[Start of section]

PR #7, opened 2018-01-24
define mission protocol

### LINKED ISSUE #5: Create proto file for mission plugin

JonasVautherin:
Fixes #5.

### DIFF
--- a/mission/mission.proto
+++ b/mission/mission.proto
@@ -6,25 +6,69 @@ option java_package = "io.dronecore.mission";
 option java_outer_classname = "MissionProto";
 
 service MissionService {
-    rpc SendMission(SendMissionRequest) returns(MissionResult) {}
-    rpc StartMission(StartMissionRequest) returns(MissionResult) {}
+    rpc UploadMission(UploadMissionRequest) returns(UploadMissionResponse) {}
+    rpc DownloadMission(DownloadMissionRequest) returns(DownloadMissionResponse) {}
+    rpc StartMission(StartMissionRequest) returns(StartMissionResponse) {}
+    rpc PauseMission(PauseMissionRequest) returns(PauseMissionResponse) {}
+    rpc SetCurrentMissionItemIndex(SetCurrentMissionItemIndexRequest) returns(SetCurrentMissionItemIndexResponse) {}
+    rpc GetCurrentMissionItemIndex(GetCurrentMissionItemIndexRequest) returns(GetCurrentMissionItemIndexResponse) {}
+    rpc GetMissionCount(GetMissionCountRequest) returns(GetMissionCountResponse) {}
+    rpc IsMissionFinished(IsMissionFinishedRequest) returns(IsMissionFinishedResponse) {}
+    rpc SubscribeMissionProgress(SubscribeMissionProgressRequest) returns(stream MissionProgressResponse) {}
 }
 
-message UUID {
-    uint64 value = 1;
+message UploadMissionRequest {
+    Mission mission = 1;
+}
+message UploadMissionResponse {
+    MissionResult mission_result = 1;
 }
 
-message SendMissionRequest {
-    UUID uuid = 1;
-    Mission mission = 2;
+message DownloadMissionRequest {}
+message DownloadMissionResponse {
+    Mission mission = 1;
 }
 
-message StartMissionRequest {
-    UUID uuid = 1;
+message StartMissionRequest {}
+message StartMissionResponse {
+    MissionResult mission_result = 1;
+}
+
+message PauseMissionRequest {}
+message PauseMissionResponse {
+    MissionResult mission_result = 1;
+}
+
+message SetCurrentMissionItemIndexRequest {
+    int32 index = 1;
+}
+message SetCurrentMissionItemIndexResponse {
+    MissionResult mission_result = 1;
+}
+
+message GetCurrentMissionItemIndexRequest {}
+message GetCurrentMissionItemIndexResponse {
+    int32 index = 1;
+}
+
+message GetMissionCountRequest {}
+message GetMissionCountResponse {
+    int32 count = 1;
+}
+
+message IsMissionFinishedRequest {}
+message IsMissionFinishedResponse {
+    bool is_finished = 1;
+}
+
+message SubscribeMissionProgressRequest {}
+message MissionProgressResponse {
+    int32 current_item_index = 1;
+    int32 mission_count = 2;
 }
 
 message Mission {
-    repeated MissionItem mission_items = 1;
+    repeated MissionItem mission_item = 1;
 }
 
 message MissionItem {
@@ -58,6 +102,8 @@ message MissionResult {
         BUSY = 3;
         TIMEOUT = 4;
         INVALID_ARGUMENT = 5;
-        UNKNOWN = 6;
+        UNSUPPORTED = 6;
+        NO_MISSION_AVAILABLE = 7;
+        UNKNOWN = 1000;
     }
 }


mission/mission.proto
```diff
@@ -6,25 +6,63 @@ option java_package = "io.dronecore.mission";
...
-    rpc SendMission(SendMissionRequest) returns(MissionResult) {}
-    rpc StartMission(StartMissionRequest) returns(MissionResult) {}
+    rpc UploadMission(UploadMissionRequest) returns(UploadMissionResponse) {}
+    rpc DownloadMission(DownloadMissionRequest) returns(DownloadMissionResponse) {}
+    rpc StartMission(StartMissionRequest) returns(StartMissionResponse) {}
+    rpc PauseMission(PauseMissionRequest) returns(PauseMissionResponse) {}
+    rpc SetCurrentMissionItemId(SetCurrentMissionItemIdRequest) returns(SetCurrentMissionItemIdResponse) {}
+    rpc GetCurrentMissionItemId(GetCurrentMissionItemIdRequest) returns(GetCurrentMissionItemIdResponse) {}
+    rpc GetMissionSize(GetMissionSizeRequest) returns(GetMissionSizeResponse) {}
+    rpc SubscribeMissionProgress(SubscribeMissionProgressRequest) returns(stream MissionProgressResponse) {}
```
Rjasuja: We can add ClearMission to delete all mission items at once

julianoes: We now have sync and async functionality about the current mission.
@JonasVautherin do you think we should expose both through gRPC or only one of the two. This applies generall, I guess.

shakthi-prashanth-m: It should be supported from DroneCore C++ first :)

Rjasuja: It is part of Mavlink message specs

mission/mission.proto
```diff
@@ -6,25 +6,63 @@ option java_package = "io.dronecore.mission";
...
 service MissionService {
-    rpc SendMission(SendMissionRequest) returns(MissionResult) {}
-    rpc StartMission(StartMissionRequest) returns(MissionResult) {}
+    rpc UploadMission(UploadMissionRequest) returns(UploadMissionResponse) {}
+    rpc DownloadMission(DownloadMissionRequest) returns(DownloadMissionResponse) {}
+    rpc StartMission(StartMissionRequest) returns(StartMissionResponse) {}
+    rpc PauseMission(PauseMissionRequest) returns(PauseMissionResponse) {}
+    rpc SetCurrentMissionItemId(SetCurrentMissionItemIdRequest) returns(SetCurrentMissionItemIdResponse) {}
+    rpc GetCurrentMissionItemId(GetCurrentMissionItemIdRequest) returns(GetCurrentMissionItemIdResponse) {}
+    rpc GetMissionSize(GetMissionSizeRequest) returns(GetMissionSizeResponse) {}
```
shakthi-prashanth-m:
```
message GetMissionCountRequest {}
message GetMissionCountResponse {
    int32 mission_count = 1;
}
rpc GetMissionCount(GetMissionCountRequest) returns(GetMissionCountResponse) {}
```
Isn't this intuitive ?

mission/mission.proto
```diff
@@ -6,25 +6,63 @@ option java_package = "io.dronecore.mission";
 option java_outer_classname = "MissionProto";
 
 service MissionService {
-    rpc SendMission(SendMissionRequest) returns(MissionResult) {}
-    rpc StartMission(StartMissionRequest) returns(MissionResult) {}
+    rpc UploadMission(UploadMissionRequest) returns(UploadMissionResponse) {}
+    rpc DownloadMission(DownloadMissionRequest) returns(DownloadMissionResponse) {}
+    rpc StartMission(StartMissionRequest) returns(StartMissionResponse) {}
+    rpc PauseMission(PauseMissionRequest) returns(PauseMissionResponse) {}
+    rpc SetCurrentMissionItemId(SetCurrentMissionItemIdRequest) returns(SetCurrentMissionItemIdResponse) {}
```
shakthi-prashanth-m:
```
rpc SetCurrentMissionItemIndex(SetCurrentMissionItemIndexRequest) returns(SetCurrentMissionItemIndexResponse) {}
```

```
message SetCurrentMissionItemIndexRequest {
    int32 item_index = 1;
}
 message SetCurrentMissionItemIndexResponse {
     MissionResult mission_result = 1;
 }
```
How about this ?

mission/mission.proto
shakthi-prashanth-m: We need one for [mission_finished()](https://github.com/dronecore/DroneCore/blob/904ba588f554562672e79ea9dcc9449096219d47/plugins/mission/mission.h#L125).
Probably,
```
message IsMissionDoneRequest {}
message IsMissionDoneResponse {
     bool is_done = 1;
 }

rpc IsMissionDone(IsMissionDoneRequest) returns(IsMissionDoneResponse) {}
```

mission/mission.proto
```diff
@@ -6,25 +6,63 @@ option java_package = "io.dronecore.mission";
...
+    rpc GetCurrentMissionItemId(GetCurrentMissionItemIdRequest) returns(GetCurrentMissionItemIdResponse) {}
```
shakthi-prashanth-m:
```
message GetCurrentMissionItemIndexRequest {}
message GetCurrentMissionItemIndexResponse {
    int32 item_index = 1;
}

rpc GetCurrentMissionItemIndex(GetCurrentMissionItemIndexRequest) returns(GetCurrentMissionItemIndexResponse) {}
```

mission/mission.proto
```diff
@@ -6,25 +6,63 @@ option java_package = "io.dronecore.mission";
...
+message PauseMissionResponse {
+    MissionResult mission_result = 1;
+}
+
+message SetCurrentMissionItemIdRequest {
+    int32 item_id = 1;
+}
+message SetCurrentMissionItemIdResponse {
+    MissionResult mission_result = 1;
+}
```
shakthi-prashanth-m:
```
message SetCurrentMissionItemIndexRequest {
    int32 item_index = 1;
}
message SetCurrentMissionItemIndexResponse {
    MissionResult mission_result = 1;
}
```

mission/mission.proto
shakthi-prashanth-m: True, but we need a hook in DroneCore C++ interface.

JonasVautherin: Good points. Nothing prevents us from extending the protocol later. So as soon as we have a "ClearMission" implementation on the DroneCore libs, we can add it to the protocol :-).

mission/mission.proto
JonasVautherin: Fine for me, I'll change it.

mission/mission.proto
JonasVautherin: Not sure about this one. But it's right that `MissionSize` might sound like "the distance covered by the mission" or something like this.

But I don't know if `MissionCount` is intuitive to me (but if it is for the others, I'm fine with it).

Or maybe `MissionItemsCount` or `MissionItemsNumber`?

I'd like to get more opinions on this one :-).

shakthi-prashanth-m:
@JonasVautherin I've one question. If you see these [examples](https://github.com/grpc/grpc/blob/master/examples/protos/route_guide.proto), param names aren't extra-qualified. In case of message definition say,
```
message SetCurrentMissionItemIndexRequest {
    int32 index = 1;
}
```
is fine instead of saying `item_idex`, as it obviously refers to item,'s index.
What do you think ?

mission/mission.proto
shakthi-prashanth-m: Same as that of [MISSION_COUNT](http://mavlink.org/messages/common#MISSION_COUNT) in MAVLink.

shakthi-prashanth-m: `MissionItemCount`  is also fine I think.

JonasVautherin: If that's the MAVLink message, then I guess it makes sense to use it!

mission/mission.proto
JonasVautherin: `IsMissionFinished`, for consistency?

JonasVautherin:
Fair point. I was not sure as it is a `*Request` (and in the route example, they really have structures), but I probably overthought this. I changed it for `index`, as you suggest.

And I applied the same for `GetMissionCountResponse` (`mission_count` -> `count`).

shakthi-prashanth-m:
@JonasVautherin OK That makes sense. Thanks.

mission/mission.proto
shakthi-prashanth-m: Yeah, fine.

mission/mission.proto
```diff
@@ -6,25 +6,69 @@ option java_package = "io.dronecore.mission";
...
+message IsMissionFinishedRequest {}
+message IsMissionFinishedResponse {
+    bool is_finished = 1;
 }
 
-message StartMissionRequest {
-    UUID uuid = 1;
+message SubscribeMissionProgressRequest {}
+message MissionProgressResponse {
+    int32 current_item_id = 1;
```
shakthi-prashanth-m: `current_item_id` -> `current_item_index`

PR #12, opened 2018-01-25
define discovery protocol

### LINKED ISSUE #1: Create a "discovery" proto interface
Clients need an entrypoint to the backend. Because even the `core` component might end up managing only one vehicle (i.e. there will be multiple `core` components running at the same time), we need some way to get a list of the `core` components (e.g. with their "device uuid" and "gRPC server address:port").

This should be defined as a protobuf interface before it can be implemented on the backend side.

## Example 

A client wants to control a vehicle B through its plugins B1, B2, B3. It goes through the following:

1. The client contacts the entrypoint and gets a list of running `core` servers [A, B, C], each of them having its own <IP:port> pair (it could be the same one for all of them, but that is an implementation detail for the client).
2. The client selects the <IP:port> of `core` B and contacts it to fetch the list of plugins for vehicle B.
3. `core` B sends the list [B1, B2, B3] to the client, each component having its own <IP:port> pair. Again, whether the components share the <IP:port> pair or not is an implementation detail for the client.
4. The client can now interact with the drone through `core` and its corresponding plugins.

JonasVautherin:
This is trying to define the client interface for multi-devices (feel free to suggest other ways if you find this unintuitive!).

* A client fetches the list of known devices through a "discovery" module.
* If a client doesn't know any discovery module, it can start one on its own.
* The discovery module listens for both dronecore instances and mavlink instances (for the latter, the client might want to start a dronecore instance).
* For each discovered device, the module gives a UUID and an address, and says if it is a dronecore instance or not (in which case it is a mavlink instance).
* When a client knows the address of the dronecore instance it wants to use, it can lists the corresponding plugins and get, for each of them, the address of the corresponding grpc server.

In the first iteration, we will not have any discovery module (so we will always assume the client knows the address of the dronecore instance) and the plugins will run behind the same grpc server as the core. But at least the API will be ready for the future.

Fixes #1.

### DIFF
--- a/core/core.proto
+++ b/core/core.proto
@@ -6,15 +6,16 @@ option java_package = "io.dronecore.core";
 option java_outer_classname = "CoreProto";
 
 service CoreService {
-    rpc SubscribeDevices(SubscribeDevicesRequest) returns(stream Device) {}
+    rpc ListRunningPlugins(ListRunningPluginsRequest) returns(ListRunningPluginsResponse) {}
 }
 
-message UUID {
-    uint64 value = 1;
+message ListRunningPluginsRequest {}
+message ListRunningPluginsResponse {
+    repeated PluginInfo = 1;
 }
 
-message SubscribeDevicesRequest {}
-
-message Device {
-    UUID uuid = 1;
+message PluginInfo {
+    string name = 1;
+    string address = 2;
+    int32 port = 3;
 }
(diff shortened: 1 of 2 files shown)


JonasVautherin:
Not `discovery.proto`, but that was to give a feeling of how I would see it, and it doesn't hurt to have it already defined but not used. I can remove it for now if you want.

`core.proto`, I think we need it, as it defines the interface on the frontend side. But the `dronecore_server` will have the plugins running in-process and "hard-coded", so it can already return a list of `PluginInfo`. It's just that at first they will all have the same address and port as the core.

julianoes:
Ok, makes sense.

[End of section]

#### [What is required]
Check each line of the material above for "discovery", count those that have it, and answer with the number alone.

#### [Reply]
7